**Task instructions:**
Which lines of the entries contain the string "messages"? Please find them and copy them.

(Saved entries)

-----

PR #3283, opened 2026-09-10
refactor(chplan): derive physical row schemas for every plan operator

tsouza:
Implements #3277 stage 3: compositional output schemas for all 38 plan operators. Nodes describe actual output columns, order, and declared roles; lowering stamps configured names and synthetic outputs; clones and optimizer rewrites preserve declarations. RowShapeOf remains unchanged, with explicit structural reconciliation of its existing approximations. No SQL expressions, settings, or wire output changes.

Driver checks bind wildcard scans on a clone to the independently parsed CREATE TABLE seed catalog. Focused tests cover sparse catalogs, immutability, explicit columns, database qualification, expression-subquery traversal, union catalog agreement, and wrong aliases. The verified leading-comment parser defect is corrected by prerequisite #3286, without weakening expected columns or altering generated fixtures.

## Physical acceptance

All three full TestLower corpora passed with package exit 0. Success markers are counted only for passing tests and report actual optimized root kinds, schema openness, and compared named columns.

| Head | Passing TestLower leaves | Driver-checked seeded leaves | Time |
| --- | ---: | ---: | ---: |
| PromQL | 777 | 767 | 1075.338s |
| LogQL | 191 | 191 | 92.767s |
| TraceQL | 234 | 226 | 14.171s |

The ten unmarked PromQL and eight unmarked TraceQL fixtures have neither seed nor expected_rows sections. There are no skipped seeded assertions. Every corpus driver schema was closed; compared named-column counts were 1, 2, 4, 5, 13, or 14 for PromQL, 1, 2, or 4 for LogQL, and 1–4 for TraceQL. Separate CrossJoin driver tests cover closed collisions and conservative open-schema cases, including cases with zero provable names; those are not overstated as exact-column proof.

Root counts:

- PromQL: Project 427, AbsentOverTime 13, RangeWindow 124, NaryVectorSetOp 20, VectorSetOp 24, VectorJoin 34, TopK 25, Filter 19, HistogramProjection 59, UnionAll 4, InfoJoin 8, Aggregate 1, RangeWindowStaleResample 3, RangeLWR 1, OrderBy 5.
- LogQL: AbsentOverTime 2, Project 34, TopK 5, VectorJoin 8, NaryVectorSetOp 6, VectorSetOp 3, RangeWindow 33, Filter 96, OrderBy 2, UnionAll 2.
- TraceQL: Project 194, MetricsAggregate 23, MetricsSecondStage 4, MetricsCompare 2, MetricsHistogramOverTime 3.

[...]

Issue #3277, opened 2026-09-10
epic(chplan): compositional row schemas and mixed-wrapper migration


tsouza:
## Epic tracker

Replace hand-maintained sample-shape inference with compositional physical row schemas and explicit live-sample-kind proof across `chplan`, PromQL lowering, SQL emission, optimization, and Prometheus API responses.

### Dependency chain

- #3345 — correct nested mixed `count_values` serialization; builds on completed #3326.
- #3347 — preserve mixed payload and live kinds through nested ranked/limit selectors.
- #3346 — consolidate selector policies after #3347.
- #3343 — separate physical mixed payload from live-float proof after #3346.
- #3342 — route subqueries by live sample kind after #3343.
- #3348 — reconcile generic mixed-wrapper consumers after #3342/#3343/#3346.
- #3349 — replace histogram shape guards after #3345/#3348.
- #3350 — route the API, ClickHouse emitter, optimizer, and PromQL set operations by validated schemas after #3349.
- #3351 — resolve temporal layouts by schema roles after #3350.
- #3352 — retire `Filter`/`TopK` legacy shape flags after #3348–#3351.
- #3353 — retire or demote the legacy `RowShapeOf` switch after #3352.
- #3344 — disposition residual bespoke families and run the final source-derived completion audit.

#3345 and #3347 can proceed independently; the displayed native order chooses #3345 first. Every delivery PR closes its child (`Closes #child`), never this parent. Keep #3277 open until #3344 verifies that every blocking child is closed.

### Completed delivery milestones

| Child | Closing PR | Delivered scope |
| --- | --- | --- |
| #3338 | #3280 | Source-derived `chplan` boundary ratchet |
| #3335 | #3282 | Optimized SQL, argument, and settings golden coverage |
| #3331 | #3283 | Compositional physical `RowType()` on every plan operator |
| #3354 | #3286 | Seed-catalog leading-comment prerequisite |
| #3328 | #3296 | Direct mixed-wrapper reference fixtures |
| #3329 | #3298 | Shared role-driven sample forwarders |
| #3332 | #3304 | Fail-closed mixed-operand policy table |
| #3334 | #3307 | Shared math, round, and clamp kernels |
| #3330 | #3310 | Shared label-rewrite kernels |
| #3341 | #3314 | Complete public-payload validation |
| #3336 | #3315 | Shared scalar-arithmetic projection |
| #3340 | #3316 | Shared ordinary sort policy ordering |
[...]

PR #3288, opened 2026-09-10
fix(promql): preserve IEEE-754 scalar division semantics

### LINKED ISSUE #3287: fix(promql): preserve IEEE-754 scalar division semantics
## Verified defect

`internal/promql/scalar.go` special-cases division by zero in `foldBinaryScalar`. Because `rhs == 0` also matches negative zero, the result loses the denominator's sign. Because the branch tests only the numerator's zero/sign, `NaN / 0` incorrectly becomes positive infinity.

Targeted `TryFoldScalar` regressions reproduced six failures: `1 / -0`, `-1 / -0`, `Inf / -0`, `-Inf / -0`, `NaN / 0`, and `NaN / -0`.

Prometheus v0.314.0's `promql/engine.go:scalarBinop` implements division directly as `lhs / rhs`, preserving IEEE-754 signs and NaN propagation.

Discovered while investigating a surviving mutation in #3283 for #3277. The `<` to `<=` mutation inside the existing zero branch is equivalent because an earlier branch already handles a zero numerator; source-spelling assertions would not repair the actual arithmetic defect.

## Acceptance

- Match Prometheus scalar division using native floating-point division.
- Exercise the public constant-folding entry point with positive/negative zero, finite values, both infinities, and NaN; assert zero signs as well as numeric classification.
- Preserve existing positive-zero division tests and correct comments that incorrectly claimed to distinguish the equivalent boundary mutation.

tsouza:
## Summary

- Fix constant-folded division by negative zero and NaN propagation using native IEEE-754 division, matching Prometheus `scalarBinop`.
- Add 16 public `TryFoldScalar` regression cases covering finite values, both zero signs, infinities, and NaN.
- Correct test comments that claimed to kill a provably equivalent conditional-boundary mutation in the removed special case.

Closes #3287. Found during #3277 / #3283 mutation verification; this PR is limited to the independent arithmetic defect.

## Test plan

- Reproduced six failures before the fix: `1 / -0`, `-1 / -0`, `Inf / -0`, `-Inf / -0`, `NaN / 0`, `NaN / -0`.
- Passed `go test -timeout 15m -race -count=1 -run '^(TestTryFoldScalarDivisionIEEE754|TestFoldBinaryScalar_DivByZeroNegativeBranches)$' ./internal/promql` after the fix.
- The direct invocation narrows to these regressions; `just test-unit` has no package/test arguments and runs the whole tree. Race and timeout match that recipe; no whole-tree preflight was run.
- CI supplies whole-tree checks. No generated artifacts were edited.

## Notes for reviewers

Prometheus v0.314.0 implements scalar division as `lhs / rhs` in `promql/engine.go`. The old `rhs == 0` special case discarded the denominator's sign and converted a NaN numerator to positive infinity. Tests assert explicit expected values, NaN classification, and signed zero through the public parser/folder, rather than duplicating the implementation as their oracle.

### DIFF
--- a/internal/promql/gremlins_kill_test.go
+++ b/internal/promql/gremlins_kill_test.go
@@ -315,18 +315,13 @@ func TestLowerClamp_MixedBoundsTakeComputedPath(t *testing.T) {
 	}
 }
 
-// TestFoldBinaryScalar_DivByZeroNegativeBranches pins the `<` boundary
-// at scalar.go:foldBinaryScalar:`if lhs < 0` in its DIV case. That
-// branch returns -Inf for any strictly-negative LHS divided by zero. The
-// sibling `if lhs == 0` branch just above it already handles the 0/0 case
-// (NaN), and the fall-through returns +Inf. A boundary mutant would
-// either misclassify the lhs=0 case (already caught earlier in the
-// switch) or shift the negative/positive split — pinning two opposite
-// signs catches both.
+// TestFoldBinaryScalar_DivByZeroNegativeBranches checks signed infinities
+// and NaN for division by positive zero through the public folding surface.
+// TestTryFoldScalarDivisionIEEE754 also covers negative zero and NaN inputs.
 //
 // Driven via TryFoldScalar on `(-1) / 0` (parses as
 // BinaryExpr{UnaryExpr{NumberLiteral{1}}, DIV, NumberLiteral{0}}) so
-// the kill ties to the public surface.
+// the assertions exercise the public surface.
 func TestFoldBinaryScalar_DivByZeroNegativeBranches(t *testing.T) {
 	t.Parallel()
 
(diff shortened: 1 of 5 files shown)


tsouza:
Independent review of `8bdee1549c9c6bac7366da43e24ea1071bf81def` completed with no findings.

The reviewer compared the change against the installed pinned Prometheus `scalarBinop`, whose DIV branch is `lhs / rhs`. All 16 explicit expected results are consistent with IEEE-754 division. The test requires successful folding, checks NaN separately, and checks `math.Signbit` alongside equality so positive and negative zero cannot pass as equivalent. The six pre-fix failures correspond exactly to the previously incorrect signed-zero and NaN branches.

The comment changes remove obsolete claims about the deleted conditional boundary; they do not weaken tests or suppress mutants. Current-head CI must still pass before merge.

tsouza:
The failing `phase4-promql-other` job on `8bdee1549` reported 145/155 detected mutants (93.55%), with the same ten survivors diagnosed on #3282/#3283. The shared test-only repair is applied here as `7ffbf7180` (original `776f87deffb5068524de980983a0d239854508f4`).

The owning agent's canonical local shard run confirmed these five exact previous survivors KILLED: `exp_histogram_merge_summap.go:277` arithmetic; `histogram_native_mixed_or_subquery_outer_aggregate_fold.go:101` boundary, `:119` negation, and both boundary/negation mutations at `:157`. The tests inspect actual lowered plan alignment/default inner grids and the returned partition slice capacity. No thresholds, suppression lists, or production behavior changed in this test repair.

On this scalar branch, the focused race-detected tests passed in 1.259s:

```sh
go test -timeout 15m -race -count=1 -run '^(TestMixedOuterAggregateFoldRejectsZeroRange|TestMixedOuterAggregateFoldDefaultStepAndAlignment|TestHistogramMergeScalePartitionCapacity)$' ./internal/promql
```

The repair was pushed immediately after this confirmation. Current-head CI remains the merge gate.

-----

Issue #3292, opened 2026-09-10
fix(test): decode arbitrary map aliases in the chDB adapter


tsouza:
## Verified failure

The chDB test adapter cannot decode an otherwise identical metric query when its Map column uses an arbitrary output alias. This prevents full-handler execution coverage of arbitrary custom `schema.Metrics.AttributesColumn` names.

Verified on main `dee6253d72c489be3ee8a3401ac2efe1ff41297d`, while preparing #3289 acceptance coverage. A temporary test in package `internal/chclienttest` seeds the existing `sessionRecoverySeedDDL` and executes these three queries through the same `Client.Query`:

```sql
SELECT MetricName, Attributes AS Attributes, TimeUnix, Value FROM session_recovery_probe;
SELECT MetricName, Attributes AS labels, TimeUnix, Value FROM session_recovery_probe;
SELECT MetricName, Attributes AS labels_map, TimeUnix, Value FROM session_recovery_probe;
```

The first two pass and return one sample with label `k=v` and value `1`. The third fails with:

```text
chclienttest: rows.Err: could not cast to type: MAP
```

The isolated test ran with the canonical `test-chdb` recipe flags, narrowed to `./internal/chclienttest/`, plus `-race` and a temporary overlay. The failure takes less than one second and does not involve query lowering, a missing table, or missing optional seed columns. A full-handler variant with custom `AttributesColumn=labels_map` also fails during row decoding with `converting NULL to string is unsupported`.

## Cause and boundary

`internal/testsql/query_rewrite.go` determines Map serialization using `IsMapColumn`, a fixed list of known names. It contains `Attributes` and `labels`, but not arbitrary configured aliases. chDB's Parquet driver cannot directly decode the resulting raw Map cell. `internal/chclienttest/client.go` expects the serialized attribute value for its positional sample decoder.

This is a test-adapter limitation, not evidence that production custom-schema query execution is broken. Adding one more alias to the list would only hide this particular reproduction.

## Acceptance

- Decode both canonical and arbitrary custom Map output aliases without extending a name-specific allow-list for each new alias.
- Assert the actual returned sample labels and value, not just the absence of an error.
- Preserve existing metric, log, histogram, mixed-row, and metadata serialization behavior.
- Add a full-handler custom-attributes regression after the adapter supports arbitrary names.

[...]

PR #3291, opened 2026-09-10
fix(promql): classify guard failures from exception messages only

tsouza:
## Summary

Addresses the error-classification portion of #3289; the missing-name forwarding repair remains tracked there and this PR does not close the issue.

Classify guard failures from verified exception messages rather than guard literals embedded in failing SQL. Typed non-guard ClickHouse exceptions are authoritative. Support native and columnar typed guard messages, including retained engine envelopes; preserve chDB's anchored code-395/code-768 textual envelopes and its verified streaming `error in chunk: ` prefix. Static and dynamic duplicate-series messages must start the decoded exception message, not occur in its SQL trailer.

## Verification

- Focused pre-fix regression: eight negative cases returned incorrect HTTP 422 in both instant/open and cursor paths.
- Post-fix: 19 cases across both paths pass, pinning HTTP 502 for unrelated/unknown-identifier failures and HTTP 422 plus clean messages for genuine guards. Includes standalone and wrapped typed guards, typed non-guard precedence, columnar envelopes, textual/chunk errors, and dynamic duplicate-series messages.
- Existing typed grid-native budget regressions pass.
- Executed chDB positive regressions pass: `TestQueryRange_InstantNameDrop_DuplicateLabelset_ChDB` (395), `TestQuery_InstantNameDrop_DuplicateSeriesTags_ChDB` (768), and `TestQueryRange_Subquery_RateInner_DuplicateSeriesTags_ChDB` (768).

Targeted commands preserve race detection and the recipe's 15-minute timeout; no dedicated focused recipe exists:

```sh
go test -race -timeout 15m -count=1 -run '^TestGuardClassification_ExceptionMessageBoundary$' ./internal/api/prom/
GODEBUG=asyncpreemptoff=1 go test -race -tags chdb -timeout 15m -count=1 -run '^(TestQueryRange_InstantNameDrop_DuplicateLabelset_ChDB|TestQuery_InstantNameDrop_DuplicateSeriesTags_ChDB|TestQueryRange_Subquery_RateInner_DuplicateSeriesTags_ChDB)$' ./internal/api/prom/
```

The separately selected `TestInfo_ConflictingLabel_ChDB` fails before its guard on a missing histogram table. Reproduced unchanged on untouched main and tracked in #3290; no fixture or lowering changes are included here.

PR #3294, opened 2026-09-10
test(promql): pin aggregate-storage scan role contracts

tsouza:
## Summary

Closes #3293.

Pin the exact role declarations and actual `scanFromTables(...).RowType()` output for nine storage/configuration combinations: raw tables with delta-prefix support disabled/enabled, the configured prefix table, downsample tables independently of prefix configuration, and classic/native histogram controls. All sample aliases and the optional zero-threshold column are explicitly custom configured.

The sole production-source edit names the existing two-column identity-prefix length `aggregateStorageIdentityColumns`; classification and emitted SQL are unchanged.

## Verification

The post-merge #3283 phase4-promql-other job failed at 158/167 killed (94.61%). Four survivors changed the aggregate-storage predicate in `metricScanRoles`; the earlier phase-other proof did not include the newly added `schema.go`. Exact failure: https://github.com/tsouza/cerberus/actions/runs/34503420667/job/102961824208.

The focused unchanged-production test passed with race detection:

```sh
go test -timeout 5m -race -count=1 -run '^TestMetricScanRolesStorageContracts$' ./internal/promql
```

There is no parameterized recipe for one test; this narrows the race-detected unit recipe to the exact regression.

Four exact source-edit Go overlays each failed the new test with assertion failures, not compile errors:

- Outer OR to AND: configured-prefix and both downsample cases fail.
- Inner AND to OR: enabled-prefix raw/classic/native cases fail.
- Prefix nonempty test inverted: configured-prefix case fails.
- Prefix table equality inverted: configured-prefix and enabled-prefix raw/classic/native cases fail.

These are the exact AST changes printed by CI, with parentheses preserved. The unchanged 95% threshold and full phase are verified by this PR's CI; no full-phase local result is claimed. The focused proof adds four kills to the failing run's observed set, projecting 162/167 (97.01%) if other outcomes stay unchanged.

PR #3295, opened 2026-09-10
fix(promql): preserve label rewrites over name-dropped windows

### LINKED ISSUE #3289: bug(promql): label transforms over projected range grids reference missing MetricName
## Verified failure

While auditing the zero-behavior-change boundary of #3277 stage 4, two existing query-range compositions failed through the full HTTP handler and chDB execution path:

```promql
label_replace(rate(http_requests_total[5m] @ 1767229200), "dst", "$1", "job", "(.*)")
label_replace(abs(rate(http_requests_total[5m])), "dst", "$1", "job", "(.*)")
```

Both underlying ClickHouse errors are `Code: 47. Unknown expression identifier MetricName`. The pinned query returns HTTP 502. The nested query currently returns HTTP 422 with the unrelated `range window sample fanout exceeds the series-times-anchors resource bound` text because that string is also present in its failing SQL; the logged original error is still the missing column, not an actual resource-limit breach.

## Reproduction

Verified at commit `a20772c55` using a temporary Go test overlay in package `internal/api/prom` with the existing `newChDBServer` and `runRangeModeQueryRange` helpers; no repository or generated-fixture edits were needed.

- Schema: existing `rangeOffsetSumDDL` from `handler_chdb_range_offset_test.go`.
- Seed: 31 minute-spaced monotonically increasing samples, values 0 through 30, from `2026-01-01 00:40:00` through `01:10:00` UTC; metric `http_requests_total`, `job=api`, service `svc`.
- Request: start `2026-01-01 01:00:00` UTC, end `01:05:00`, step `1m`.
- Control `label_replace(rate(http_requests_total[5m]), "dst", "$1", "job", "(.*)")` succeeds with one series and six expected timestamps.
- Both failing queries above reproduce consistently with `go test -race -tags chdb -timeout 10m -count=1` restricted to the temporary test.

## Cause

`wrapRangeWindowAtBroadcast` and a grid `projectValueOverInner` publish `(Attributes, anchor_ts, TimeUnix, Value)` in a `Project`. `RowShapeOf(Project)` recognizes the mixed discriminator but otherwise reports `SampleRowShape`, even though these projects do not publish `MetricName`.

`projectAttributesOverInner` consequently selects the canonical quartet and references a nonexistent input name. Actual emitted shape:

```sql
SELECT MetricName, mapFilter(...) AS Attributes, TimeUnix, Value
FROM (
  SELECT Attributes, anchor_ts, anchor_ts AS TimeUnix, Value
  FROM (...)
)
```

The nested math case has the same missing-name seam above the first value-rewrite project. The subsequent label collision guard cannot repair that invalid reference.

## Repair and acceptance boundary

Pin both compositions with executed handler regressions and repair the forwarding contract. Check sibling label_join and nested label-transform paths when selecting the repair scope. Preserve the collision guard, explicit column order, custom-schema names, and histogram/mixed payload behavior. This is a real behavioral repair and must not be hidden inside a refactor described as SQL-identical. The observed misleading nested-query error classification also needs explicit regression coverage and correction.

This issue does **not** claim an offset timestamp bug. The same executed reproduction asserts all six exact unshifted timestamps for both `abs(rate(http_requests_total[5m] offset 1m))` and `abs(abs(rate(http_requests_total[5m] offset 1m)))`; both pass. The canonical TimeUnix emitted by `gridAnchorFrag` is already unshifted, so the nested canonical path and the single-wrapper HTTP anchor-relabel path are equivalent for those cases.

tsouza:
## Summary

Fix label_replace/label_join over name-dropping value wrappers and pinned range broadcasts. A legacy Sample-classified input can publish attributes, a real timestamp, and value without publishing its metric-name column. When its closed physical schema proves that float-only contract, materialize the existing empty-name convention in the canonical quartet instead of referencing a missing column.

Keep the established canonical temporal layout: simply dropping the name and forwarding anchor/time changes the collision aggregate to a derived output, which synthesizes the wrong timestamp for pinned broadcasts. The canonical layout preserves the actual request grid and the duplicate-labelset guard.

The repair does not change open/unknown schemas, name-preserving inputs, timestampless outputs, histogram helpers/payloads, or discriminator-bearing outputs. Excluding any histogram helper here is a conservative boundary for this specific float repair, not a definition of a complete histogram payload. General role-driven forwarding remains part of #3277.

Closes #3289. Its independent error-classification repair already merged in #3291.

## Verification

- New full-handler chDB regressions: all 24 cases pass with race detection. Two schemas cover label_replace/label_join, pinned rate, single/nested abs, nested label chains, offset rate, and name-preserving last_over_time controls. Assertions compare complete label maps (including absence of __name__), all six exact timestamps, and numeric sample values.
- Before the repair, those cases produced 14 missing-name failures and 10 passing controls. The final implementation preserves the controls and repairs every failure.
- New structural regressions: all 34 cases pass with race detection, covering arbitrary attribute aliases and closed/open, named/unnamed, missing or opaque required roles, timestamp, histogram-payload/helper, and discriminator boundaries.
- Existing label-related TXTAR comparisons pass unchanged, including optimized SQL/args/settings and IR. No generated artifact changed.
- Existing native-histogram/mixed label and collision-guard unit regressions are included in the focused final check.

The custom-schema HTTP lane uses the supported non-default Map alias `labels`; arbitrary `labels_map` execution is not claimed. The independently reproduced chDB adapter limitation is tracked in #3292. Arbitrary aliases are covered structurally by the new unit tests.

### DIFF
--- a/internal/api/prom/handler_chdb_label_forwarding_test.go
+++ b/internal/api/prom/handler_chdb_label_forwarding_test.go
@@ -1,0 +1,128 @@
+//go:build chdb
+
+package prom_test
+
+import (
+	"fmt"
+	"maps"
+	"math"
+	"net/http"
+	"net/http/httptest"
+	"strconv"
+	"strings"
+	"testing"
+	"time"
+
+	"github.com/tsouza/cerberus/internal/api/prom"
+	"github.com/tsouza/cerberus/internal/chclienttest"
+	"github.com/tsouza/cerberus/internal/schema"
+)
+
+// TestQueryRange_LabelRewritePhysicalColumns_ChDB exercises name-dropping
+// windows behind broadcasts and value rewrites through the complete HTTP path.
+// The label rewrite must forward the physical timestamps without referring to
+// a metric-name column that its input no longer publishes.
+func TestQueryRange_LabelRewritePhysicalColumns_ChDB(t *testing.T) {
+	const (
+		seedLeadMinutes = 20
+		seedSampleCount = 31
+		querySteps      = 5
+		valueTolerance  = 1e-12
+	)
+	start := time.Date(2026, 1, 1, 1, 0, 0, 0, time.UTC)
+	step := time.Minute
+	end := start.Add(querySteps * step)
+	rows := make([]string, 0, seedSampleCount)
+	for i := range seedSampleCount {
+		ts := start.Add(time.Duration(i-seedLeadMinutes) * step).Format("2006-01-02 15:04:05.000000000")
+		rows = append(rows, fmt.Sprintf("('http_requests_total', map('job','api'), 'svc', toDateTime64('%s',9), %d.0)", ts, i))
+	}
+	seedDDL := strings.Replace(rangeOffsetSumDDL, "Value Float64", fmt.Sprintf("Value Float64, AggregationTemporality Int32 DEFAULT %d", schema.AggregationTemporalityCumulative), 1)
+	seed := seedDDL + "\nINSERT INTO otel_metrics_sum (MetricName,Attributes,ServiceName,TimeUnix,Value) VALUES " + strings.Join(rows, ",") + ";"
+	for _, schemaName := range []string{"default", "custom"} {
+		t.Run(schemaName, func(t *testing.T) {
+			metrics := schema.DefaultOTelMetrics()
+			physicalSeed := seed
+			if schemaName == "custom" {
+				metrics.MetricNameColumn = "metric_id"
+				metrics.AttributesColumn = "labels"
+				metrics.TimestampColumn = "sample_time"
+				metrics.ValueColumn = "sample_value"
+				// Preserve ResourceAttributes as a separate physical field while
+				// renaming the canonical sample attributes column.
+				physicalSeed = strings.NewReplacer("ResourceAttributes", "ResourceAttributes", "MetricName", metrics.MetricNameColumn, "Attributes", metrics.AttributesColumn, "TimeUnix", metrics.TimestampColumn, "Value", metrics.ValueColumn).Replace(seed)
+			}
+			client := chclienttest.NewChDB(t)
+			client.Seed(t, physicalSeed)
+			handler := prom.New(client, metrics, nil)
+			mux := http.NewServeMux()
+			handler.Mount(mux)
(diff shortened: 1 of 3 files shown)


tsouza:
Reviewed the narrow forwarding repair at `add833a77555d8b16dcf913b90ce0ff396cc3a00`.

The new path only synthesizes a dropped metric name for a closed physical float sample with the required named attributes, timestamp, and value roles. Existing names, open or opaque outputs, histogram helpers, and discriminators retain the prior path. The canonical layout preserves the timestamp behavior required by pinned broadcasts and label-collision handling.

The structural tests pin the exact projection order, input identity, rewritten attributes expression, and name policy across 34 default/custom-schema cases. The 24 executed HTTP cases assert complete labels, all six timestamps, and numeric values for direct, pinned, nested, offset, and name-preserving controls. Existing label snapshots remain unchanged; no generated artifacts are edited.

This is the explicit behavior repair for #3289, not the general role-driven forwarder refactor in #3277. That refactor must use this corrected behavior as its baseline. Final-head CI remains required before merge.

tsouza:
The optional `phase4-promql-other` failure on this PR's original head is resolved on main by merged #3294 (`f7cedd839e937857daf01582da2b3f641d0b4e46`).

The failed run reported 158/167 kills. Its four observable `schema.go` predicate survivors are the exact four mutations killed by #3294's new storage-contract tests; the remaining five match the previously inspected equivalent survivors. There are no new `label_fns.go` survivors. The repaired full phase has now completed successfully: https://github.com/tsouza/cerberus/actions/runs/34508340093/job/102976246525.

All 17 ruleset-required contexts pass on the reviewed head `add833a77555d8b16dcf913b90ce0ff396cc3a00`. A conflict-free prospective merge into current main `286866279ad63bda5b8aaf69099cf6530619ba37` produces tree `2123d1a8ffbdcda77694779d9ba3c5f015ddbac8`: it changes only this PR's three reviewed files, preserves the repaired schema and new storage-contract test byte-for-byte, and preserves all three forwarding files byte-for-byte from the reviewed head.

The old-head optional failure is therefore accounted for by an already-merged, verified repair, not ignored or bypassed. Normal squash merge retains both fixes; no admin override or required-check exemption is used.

-----

**Exercise solution:**
fix(promql): classify guard failures from exception messages only
Classify guard failures from verified exception messages rather than guard literals embedded in failing SQL. Typed non-guard ClickHouse exceptions are authoritative. Support native and columnar typed guard messages, including retained engine envelopes; preserve chDB's anchored code-395/code-768 textual envelopes and its verified streaming `error in chunk: ` prefix. Static and dynamic duplicate-series messages must start the decoded exception message, not occur in its SQL trailer.
- Post-fix: 19 cases across both paths pass, pinning HTTP 502 for unrelated/unknown-identifier failures and HTTP 422 plus clean messages for genuine guards. Includes standalone and wrapped typed guards, typed non-guard precedence, columnar envelopes, textual/chunk errors, and dynamic duplicate-series messages.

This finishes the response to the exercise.